72a Gewiß ist eine solche Zugehörigkeit zu Christus in dieser vergänglichen und sündebefleckten Welt nur unvollständig und anfanghaft und will von der Heilskraft vervollkommnet und sublimiert werden. Sie ist gleichsam der Entwurf eines Bildes, das verfeinert werden will, damit es das, was es ist, besser ausdrücken und ein Meisterwerk werden kann. Aber der Ansatz ist authentisch, er ist schon in allen Menschen vorhanden, und keine Gewalt des Bösen ist imstande, ihn vollständig zu zerstören. (Fs)

Jedes Ding, jeder Mensch wird schon mit dem Kennzeichen des Herrn Jesus geboren, das seinem Wesenskern aufgeprägt ist. Jedes Ding, jeder Mensch wird aber auch unter der "Herrschaft" des Bösen geboren ("...der Tod ist zur Herrschaft gekommen", sagt Paulus, vgl. Röm 5,17). Deshalb kann sich dieser Ansatz von Ebenbildlichkeit nicht bis zur Inbesitznahme, besser, bis zur vollen Ausspendung des göttlichen Lebens entwickeln. Das ist das Geheimnis der Ursünde. Das erlöste Leben (das durch die Taufe geschenkte neue Leben, das Leben in der Kirche oder das Leben in der Gnade) befreit den Menschen von der schweren Unterdrückung des Bösen und erlaubt ihm, seine wahre Natur als "lebendige Ikone Christi" zu verwirklichen; es läßt ihn immer mehr in der Verbundenheit und in der Ebenbildlichkeit mit seinem Erlöser wachsen. (Fs)

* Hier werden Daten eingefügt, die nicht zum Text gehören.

PR #3551, opened 2026-09-20
fix(similar_issue): treat a blank qdrant url as unset

### LINKED ISSUE #3546: similar-issue (qdrant): treat a blank url as unset
The credentials guard at `pr_agent/tools/pr_similar_issue.py:254-262` only fires when `qdrant.url` or `qdrant.api_key` is absent. `.secrets_template.toml` ships both as empty strings, and with those values `QdrantClient(url="", api_key="")` targets `https://localhost:6333` (the client turns https on whenever `api_key is not None`), so a user who set `vectordb = "qdrant"` and left the template blank gets `ResponseHandlingException: [Errno 61] Connection refused` instead of the intended message, and in app mode the guidance comment is never posted on the issue. Fix shape: after reading the two values, raise the existing `Please set qdrant url and api key in secrets file` when `url` is empty. An empty `api_key` should stay allowed, since a self-hosted server without auth works with it (verified against qdrant 1.15.1 in docker).

utsab345:
## Fixes #3546

The qdrant credentials guard now treats a blank `qdrant.url` as unset, instead of letting `QdrantClient(url="", api_key="")` target `https://localhost:6333` (the client enables https whenever `api_key` is not None, so the blank template values from `.secrets_template.toml` produce a connection-refused failure rather than the intended guidance).

## Change

In the qdrant branch of `PRSimilarIssue.__init__` (`pr_agent/tools/pr_similar_issue.py`), the settings values are read inside a try block and the missing-or-blank url is handled by a single guard:

```python
try:
    api_key = get_settings().qdrant.api_key
    url = get_settings().qdrant.url
except Exception:
    api_key = None
    url = None

if not url:
    if not self.cli_mode:
        # post the guidance comment on the issue
        ...
    raise Exception("Please set qdrant url and api key in secrets file")
```

This preserves the previous behavior for a missing settings key and adds the same handling for an empty-string url, so the guidance comment is also posted in app mode. An empty `api_key` is still allowed, since a self-hosted server without auth works with it.

## Tests

Added `tests/unittest/test_similar_issue_qdrant_credentials.py` with four cases:

- a blank url raises the credentials error
- a blank url raises even when the api key is absent
- a missing settings url keeps the existing raise behavior
- in app mode the guidance comment is posted on the issue before raising

Validation: `PYTHONPATH=. uv run pytest tests/unittest/test_similar_issue_*.py` passes (30 tests), `uv run ruff check --fix` and `pre-commit` are clean on the touched files.


tests/unittest/test_similar_issue_qdrant_credentials.py
```diff
@@ -0,0 +1,99 @@
...
+        return self.recorder
+
+
+class _Settings:
+    def __init__(self, cli_mode, url, api_key_secret=True):
+        self.CONFIG = SimpleNamespace(CLI_MODE=cli_mode)
+        self.pr_similar_issue = SimpleNamespace(
+            max_issues_to_scan=10, skip_comments=True, force_update_dataset=False, vectordb="qdrant"
+        )
+        kwargs = {"api_key": "secret"} if api_key_secret else {}
```
IsmaelMartinez: Take the api key value itself, so the test below can pass the template's empty string.
```suggestion
    def __init__(self, cli_mode, url, api_key="secret"):
        self.CONFIG = SimpleNamespace(CLI_MODE=cli_mode)
        self.pr_similar_issue = SimpleNamespace(
            max_issues_to_scan=10, skip_comments=True, force_update_dataset=False, vectordb="qdrant"
        )
        kwargs = {"api_key": api_key}
```

tests/unittest/test_similar_issue_qdrant_credentials.py
```diff
@@ -0,0 +1,99 @@
...
+        if url is not None:
+            kwargs["url"] = url
+        self.qdrant = SimpleNamespace(**kwargs)
+
+
+def _install_fakes(monkeypatch, settings, repo):
+    fake_client_module = types.ModuleType("qdrant_client")
+    fake_client_module.QdrantClient = lambda **kwargs: SimpleNamespace(**kwargs)
```
IsmaelMartinez: CodeQL's note above: the lambda is `SimpleNamespace` itself.
```suggestion
    fake_client_module.QdrantClient = SimpleNamespace
```

tests/unittest/test_similar_issue_qdrant_credentials.py
```diff
@@ -0,0 +1,99 @@
...
+def test_blank_qdrant_url_is_treated_as_unset(monkeypatch):
+    """A blank url from the secrets template raises instead of targeting localhost."""
+    with pytest.raises(Exception, match=CREDENTIALS_MESSAGE):
+        _build_tool(monkeypatch, _Settings(cli_mode=True, url=""))
+
+
+def test_blank_qdrant_url_raises_even_with_an_api_key(monkeypatch):
+    """The client would force https whenever api_key is not None, so url alone decides."""
+    with pytest.raises(Exception, match=CREDENTIALS_MESSAGE):
+        _build_tool(monkeypatch, _Settings(cli_mode=True, url="", api_key_secret=False))
```
IsmaelMartinez: Dropping the api key makes the except path raise before the new guard runs, so this is green on main. Both values blank is the case from the issue and goes red on main.
```suggestion
def test_blank_url_and_blank_api_key_raise(monkeypatch):
    """The secrets template ships both values blank; url alone decides, so this raises too."""
    with pytest.raises(Exception, match=CREDENTIALS_MESSAGE):
        _build_tool(monkeypatch, _Settings(cli_mode=True, url="", api_key=""))
```

IsmaelMartinez (commented):
Thanks for driving the tests through the real `__init__` path with fakes; two of the four go red against main as intended.

One ask: `test_blank_qdrant_url_raises_even_with_an_api_key` removes the api key instead of keeping one, so it exits through the pre-existing except path and passes on main as well. The suggestions below make it the template case (both values blank) and take CodeQL's lambda note.

Qodo's docstring-voice finding matches the neighbouring similar-issue tests, so I am leaving it.

IsmaelMartinez (approved):
Thanks for folding all three suggestions into one commit within minutes and then clearing CodeQL's dead store yourself. Approving.

The guard holds: a blank qdrant URL now raises through the same path as a missing one instead of reaching localhost, the template case goes red against main, and the suite is main plus your four.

72b Wie man sieht, wird der Mensch, der ernsthaft als Christ lebt, wirklich "mehr Mensch", das heißt, er verwirklicht voll seine ursprüngliche und unauslöschliche Natur des "Bildes", das immer mehr "Abbild", Gott "ähnlich" (vgl. Gen 1,26) werden will. (Fs) (notabene)

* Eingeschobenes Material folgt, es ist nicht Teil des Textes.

Issue #3545, opened 2026-09-20
similar-issue (qdrant): batch the upsert, it fails past 32 MiB


IsmaelMartinez:
`_update_qdrant_with_issues` sends the whole corpus in one `upsert` (`pr_agent/tools/pr_similar_issue.py:724`). Qdrant's default `max_request_size_mb` is 32 and a point with a real 1536-float embedding serialises to about 33 KB, so roughly a thousand points is the ceiling: 500 issues with one comment each fit at 32.9 MB, 500 with two comments do not. The server answers 400 `JSON payload ... is larger than allowed (limit: 33554432 bytes)`, but the client is still writing the body and reports `ResponseHandlingException: timed out`. The collection is left empty, so every later run repeats the same request and the repository can never be indexed. Reproduced against `qdrant/qdrant:v1.15.1`:

```
PUT /collections/codium-ai-pr-agent-issues-v2/points: 49.2 MB request body
ResponseHandlingException: timed out
```

Fix shape: `self.qdrant.upload_points(collection_name=..., points=points, batch_size=100, wait=True)`, which uploaded the same 1497 points in 0.5 s. The pinecone branch already batches at 100.

Issue #3542, opened 2026-09-20
similar-issue (lancedb): deprecated table_names() pages at ten


IsmaelMartinez:
`index_name in self.db.table_names()` at `pr_agent/tools/pr_similar_issue.py:192` and `621` relies on a call that lancedb 0.38.0 deprecates and that defaults to `limit=10`. With ten tables sorting before `codium-ai-pr-agent-issues` in the same lancedb directory the check returns False, `run_from_scratch` fires, and the tool rebuilds the table with `mode="overwrite"`, dropping every other repository's rows and re-paying every embedding. Each call also emits a `DeprecationWarning`, silenced by the default filter. Narrow in practice, since the default `./lancedb` directory rarely holds other tables, but it is the one path that destroys data. Fix shape: `self.index_name in self.db.list_tables().tables` at both lines (returned all thirteen names in the probe).

Issue #3537, opened 2026-09-20
similar-issue: comment hits misalign the published list (all backends)


IsmaelMartinez:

72c Die Gemeinde zur Zeit der Apostel verkündete freudig diese Wahrheit, die die Grundlage und Zusammenfassung des ganzes Christentums ist, in einem Hymnus, den Paulus im Brief an die Gläubigen von Kolossä wiedergegeben hat:

Er ist das Ebenbild des unsichtbaren Gottes,
der Erstgeborene der ganzen Schöpfung.
Denn in ihm (en autO) wurde alles erschaffen
im Himmel und auf Erden,
das Sichtbare und das Unsichtbare,
Throne und Herrschaften, Mächte und Gewalten;
alles ist durch ihn (di autou) und auf ihn (eis auton)
hin geschaffen.
Er ist vor aller Schöpfung, in ihm hat alles Bestand.

73a
Er ist das Haupt des Leibes,
der Leib aber ist die Kirche.
Er ist der Ursprung,
der Erstgeborne der Toten;
so hat er in allem den Vorrang.
Denn Gott wollte mit seiner ganzen Fülle in ihm
(en autO) wohnen,
um durch ihn (di autou) alles auf ihn hin (eis auton)
zu versöhnen.
Alles im Himmel und auf Erden wollte er zu Christus
führen,
der Friede gestiftet hat am Kreuz durch sein Blut
(Kol 1,15-20). (Fs)

Anmerkungen

- Die Rede ist von dem geliebten Sohn, das heißt vom Eingeborenen des Vaters, der uns durch sein Blut die Erlösung, die Vergebung der Sünden erlangt hat. (Fs)

- Der Hymnus ist symmetrisch in zwei Strophen geteilt, die erste handelt von der Schöpfung, die zweite betrifft die erlöste Schöpfung, das heißt die Kirche. (Fs)

- Die Rolle Christi in beiden Bereichen wird durch die Angabe der dreifachen Ursächlichkeit ausgedrückt: in, durch, auf ihn hin (en, dia, eis,). (Fs)

- In beiden Strophen wird klar dargestellt, daß die Rolle als "Haupt" oder "Prinzip" über die "Gesamtheit" ausgeübt wird. Die "Gesamtheit" im geschaffenen Universum und im erlösten Universum (der Kirche) umfaßt auch die Welt der himmlischen Mächte. (Fs)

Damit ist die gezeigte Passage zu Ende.